Task objective: Tally the lines below that hold the string "AsyncTask", and give only the tally.

Record set Start Marker

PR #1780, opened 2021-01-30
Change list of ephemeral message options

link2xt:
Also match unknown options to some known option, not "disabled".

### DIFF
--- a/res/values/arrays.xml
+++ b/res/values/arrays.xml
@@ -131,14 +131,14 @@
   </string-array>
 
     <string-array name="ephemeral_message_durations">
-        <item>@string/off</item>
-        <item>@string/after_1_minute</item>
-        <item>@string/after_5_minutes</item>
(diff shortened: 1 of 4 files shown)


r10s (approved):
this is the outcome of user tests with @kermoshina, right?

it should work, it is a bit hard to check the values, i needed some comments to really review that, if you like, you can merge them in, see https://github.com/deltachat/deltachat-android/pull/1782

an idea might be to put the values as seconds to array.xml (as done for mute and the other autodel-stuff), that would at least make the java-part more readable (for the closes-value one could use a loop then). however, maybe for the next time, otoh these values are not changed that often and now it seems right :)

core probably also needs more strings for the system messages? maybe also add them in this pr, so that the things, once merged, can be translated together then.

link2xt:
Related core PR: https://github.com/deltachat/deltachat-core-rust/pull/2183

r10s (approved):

Record set End Marker
Record set Start Marker

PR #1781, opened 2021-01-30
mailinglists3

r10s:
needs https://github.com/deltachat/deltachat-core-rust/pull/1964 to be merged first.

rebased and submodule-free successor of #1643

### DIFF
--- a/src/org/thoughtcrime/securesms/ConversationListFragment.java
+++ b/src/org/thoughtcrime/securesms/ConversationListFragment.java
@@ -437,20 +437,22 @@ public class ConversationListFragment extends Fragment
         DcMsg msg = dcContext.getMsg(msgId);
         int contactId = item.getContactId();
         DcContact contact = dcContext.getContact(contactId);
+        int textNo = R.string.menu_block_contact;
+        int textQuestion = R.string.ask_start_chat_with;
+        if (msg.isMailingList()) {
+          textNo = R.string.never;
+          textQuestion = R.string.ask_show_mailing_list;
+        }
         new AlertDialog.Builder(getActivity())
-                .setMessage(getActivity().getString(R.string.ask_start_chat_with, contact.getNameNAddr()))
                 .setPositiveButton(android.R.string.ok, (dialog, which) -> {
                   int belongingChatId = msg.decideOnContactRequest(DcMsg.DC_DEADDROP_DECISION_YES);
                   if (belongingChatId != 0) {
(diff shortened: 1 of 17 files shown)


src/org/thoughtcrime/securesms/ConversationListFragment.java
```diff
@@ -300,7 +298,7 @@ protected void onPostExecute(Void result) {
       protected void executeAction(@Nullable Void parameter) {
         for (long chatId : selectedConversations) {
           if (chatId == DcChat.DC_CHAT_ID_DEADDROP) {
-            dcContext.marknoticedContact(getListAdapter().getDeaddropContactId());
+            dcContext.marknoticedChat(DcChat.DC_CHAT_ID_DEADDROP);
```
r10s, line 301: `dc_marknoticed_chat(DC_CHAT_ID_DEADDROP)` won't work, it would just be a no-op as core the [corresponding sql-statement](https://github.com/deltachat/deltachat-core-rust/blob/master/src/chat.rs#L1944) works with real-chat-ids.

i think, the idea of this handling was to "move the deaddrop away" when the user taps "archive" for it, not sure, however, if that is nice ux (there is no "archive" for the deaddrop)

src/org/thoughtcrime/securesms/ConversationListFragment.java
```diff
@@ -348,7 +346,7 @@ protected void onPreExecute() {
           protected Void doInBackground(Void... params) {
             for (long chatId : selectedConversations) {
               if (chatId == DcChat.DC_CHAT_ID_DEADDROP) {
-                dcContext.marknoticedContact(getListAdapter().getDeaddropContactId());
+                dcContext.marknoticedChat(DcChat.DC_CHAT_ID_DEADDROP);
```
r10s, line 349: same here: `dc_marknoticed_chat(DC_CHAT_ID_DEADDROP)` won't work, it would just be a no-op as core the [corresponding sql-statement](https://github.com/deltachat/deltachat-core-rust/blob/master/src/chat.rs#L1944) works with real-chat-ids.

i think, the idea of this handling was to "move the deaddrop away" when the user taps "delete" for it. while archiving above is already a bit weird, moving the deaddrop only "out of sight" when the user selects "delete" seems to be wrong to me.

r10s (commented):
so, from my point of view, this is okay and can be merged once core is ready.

Record set End Marker
Record set Start Marker

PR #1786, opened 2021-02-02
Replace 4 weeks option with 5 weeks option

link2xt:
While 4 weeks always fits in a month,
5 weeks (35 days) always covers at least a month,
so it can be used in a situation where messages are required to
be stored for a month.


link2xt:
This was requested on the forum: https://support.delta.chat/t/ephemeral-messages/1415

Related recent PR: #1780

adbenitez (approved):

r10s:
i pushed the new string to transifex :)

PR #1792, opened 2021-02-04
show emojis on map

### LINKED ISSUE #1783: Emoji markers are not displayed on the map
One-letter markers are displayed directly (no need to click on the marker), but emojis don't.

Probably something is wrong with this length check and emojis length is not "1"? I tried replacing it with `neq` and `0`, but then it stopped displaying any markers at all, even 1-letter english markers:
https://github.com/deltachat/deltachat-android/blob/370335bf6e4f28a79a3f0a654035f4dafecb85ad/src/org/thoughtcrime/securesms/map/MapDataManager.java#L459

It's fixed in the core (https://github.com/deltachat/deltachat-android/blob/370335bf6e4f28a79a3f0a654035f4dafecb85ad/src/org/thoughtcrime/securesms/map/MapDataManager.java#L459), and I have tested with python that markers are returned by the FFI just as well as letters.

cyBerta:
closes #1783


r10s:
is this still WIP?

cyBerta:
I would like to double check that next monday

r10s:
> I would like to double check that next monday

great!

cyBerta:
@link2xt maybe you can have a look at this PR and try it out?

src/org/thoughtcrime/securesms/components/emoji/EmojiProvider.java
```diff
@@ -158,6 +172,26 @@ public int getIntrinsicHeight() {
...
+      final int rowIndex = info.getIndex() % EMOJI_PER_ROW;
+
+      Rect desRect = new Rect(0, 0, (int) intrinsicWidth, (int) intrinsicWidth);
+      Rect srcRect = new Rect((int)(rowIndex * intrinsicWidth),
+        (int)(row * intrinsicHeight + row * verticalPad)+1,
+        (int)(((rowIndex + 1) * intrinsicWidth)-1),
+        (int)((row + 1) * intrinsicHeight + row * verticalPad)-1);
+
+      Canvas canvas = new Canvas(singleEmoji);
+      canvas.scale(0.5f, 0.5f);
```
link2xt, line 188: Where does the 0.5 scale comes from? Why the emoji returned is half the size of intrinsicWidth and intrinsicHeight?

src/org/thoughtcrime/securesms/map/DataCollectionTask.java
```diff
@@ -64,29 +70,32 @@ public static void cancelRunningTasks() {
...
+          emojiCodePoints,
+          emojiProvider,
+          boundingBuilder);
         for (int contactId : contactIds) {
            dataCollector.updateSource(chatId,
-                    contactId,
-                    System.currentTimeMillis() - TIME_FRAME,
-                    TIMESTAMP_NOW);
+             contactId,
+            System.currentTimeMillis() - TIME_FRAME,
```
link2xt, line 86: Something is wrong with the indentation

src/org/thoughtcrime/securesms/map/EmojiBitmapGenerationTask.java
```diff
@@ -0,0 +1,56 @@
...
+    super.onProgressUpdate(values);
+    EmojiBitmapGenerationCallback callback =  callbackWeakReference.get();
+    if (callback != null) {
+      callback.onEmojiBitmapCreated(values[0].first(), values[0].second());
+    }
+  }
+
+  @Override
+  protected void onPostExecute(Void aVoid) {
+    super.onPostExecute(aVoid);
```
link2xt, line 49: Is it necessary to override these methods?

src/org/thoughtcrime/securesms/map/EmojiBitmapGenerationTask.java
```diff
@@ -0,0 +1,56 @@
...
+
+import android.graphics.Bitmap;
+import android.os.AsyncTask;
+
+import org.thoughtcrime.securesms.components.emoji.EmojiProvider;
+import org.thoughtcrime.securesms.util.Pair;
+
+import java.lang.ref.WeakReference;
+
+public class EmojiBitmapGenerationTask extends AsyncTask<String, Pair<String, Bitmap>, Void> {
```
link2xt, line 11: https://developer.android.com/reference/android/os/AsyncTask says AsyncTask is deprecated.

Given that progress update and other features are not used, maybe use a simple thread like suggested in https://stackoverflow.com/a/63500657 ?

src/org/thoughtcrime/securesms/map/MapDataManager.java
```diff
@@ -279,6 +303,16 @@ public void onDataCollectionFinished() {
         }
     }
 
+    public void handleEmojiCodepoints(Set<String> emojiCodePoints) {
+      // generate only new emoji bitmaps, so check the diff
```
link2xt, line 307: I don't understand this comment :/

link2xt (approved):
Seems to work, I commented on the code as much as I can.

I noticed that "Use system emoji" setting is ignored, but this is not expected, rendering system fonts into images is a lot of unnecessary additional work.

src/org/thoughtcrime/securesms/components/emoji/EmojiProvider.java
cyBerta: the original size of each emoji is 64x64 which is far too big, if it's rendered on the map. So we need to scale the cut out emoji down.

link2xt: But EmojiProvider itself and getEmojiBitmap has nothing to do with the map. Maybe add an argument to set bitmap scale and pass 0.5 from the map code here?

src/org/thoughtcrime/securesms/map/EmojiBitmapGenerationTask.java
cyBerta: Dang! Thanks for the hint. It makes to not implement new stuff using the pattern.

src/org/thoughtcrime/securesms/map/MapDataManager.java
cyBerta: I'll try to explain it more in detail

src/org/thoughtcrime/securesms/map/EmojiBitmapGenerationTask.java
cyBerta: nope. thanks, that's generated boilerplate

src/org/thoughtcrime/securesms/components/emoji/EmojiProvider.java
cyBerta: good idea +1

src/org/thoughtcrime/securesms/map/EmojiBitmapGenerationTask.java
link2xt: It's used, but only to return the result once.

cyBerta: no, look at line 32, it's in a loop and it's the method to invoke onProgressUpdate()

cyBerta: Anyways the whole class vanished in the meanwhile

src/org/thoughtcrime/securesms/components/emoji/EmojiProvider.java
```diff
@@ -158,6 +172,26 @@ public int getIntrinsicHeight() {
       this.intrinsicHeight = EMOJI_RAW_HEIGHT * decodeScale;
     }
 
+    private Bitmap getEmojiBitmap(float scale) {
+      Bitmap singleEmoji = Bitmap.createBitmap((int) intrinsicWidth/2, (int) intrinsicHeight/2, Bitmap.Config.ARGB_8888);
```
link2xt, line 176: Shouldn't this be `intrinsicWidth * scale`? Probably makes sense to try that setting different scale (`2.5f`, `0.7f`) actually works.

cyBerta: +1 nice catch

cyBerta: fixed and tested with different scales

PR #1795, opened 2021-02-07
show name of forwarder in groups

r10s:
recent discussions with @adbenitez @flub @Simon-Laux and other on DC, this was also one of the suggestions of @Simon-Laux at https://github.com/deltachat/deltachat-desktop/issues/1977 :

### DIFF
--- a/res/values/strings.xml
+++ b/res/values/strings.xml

Record set End Marker

Result of the exercise: 3